Jump-starting our day on the right foot and maintaining high energy levels throughout sometimes seems a serious challenge in our 50s. Dividing our time across multiple roles might take a toll on us, but that doesn’t mean we can’t say goodbye to the midlife slump and hello to a new wave of vitality.
The secret is establishing a healthy morning routine that can increase levels of serotonin, helping to boost mood and productivity. Don’t get discouraged if you stray from it or have difficulty getting out of bed. Like all other regimens, establishing good habits will take time, dedication and intention but you’ll soon see the rewards.
Here are 5 steps to help you start your day on a positive note and improve your well-being as you age.
Wake up early and consistently to establish a morning routine
Whether you like it or not, aiming to wake at the same time each morning – preferably early- helps regulate your circadian rhythm and then clarifies your mind to set intentions and affirmations for the day.
“Our bodies have an internal clock known as the circadian rhythm, which regulates various biological processes, including our sleep-wake cycles“, says Nutritionist Clarissa Lenherr. “Waking up at the same time helps maintain a consistent sleep schedule, which allows your body to establish a rhythm and optimise the quality of your sleep, feeling refreshed in the morning“.

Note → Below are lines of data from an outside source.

PR #231, opened 2015-08-18
transfer refactoring

yunixon:
step 1

### DIFF
--- a/app/helpers/layout_helper.rb
+++ b/app/helpers/layout_helper.rb
@@ -4,9 +4,15 @@ module LayoutHelper
   end
 
   def colorize_transaction(transaction)
-    css_class = colorize_amount(transaction.amount)
-    if params[:controller] == 'home' && current_member
-      if current_member.last_visited_at
+    if transaction.category && transaction.category.name == 'Receipt'
+      css_class = 'transfer'
+    else
+      css_class = colorize_amount(transaction.amount)
+    end
+    if params[:controller] == 'home' && current_member && current_member.last_visited_at
+      if transaction.category && transaction.category.name == 'Receipt'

What’s more, by taking advantage of the relationship between success and early rising, “you’ll find that how you spend the first hour of your day becomes the key to unlocking your full potential and creating the levels of success you desire. You’ll quickly see that when you change the way you wake up in the morning, you change your entire life.“, explains Hal Erold, author of the bestseller ‘The Miracle Morning: The Not-So-Obvious Secret Guaranteed to Transform Your Life (Before 8AM)’.
Mindfulness and meditation practices for mental clarity
Jon Kabat-Zinn, the founder of Mindfulness-Based Stress Reduction and author of multiple books, says that we can add mindfulness to tasks we do every morning when we practice them with intention. “Brushing your teeth, drinking coffee—it’s all part of developing awareness, and you can build mindful habits around those morning tasks“, he explains. Ideally, “first thing on rising, before you do anything else (especially looking at our phone), we’d choose any feel-good activity and just enjoy it for at least three minutes, or for as long as you find it rewarding and doable“, he recommends.
The power of movement and exercise in the early morning
Any exercise is better than nothing, especially if you suffer from stiff joints, an early workout will help you start the day with more energy, focus, and optimism. You don’t have to rush to the gym. As little as ten minutes of exercise per day has been shown to improve or maintain cognitive abilities. You can either spend a few minutes stretching your body to wake up your muscles and increase blood circulation, practise yoga or -if you have time- even try to get outside first thing in the morning, by going for a walk (starting the day off with fresh air and a dose of sunshine is a natural way to boost your mood).
Here at CrunchyTales, we like warming up our bodies with the Five Tibetan Rites to gently increase physical strength.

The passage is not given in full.